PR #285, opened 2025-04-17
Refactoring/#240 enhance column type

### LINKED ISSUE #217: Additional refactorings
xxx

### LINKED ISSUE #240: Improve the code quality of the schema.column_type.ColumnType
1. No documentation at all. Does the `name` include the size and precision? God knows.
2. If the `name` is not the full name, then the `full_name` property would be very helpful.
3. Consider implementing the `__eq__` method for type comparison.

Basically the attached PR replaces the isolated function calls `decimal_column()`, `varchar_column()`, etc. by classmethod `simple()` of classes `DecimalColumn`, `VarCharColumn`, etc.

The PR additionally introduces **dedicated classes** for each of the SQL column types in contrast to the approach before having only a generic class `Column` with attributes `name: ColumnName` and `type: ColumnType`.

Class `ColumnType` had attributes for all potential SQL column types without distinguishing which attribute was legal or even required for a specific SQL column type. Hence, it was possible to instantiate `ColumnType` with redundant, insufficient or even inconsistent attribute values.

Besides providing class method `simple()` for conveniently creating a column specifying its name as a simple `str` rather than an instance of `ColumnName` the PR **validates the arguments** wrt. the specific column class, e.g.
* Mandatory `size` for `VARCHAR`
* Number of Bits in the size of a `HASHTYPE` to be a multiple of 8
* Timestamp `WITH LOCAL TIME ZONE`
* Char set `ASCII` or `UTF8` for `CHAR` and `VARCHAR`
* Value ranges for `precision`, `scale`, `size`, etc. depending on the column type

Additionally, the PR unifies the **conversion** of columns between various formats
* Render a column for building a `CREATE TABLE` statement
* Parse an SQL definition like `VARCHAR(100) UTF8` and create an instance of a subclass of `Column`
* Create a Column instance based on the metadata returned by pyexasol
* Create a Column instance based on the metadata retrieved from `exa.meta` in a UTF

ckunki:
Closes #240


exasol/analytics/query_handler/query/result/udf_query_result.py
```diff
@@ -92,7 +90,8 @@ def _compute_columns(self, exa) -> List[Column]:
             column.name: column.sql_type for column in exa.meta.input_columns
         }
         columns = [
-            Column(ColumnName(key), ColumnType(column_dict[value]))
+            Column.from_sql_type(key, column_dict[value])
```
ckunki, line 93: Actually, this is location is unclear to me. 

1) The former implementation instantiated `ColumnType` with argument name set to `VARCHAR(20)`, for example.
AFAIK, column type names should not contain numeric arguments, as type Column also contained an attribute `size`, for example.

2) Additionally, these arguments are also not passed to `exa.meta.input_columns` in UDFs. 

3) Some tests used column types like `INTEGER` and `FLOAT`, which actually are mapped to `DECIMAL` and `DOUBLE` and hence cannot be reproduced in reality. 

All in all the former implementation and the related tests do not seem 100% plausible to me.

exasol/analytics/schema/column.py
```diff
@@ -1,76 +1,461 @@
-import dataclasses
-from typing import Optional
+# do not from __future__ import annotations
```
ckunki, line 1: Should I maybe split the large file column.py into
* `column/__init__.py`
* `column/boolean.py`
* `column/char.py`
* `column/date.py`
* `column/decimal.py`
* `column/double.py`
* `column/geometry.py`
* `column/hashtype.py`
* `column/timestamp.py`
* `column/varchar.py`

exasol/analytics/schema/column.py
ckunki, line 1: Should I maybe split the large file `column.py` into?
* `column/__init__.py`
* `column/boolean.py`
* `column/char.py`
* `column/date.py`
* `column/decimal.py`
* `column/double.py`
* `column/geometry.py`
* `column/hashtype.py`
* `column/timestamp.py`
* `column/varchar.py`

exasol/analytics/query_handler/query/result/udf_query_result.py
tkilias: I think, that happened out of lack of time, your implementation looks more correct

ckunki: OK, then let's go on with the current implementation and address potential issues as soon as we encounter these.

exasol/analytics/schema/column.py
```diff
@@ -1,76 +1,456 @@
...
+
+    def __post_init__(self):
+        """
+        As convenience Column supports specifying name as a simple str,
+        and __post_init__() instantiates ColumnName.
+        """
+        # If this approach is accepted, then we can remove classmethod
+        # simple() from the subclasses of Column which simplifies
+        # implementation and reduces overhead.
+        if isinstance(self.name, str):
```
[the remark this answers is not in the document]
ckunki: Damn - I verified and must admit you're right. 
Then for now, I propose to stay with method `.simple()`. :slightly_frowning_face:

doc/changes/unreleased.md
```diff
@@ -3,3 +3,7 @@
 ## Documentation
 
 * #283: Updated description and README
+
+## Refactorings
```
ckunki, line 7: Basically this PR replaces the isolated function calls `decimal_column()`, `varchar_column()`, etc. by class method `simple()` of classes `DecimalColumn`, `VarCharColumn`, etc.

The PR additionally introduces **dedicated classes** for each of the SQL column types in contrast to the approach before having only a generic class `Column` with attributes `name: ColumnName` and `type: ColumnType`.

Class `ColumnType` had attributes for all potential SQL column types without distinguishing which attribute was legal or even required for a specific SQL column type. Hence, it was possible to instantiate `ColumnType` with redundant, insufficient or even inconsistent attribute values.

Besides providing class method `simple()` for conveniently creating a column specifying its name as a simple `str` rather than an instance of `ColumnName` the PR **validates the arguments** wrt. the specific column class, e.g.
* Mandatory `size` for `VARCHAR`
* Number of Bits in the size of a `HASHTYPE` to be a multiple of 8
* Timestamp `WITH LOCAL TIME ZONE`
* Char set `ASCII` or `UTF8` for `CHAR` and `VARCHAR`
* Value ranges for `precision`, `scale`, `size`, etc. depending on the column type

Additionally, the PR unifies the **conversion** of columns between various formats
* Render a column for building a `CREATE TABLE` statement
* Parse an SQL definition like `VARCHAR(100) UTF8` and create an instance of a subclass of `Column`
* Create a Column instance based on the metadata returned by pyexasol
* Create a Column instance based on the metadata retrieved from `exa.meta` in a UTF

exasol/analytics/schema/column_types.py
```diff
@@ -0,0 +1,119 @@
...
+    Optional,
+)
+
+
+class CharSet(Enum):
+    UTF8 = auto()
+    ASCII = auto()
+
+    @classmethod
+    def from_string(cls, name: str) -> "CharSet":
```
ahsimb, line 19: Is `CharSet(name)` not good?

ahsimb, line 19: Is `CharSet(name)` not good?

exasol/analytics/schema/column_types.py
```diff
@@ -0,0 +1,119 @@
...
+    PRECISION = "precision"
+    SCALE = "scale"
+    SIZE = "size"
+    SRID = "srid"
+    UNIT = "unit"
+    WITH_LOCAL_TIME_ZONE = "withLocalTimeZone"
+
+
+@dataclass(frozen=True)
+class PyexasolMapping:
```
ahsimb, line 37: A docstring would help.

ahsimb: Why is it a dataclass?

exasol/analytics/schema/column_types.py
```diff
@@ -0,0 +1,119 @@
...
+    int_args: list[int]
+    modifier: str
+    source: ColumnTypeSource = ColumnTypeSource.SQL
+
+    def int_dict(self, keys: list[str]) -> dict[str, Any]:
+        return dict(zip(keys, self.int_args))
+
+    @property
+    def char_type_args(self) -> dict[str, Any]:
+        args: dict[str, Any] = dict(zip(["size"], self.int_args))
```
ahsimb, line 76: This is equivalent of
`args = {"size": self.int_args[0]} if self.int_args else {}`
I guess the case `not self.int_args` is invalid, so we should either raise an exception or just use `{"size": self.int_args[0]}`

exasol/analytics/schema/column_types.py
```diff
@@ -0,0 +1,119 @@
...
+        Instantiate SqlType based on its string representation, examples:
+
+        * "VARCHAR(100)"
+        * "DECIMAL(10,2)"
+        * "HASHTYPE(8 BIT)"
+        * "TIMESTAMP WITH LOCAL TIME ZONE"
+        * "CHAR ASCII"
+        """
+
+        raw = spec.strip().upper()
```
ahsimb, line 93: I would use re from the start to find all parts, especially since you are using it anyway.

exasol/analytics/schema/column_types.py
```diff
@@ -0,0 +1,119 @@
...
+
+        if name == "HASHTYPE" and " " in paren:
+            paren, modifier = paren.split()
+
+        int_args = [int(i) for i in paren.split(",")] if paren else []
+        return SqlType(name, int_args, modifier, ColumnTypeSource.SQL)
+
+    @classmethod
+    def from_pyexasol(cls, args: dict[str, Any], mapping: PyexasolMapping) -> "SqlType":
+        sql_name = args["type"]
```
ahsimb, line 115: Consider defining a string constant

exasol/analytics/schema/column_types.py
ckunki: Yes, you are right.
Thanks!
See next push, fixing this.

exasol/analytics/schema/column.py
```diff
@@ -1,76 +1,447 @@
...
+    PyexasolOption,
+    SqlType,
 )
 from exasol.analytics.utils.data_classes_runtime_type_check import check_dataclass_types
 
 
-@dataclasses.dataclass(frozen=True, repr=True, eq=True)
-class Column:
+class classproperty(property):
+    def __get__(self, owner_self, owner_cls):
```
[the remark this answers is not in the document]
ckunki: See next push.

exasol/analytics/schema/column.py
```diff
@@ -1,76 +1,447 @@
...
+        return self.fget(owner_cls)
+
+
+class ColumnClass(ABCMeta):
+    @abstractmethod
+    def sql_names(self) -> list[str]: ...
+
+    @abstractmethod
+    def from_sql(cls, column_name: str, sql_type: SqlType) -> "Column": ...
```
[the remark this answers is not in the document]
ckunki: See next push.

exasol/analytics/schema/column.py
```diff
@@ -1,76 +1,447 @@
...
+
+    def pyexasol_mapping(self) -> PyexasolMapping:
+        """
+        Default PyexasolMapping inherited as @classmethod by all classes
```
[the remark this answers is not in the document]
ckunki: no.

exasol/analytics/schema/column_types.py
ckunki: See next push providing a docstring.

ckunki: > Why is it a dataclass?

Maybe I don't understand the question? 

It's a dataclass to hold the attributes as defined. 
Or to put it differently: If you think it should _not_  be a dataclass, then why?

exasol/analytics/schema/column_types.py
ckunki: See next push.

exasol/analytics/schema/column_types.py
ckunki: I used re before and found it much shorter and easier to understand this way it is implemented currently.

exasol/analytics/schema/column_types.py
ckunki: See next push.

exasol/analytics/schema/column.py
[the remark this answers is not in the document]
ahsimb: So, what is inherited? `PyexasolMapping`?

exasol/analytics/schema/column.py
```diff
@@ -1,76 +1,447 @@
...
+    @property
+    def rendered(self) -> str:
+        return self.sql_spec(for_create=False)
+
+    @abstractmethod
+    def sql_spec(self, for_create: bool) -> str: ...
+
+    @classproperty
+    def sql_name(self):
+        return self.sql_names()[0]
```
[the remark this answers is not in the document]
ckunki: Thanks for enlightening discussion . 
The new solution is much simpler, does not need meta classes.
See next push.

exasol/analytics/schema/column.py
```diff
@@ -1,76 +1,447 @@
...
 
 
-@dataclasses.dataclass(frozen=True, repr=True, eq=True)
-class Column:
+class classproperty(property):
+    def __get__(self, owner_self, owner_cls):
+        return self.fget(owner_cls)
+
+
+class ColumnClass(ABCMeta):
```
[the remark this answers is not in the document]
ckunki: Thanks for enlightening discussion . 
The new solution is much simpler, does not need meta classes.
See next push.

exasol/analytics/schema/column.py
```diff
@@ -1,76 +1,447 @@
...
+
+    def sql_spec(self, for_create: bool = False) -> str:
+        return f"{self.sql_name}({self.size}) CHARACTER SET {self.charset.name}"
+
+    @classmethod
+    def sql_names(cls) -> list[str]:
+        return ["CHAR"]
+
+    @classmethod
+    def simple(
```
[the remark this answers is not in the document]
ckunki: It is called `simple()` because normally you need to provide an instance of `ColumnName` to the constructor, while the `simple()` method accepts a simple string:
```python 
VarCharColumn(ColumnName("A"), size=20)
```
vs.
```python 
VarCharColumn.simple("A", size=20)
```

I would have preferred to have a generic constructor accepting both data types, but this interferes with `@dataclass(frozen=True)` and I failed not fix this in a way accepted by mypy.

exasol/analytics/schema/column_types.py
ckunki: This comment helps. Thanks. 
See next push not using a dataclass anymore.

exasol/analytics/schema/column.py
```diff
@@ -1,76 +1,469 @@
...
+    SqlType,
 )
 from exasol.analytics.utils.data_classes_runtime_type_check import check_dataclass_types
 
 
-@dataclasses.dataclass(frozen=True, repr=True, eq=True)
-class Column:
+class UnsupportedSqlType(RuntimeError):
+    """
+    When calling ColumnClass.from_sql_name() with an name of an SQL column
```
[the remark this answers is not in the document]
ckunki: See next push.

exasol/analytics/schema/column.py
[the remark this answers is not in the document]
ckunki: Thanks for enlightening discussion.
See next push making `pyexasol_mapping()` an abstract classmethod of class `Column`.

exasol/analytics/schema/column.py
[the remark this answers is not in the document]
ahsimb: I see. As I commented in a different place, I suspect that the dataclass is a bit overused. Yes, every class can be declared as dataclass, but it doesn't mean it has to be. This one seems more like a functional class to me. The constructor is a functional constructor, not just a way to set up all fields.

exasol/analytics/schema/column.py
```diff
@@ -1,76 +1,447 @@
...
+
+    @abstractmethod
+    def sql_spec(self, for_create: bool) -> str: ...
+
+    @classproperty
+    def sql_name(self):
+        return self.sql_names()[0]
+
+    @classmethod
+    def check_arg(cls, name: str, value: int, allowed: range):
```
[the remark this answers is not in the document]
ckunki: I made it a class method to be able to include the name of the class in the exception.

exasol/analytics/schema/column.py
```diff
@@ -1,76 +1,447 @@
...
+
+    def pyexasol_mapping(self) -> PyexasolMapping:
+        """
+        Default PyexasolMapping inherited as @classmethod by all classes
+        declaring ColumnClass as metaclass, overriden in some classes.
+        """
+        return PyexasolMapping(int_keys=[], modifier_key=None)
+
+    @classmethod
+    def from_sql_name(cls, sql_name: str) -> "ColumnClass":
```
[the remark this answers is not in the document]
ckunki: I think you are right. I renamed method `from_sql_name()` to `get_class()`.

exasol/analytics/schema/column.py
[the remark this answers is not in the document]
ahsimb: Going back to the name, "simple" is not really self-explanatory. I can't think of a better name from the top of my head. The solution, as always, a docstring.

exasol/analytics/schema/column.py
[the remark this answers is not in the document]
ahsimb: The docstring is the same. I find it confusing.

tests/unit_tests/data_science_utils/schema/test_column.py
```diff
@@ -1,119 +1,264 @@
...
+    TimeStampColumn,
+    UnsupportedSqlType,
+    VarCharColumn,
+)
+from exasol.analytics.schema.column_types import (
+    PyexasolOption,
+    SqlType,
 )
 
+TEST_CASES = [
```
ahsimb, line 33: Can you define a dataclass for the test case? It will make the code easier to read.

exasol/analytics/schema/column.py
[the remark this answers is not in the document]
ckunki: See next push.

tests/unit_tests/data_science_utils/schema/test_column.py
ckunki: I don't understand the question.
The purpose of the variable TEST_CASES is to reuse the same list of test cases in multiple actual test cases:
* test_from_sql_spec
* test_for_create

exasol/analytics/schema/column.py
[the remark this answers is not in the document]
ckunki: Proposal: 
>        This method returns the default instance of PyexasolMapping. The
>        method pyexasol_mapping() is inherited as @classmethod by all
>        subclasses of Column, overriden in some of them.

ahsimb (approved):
□ □ □
ABOUT THIS TASK: In the listing above, find each line containing "Basically" and copy it.

RESPONSE:
Basically the attached PR replaces the isolated function calls `decimal_column()`, `varchar_column()`, etc. by classmethod `simple()` of classes `DecimalColumn`, `VarCharColumn`, etc.
ckunki, line 7: Basically this PR replaces the isolated function calls `decimal_column()`, `varchar_column()`, etc. by class method `simple()` of classes `DecimalColumn`, `VarCharColumn`, etc.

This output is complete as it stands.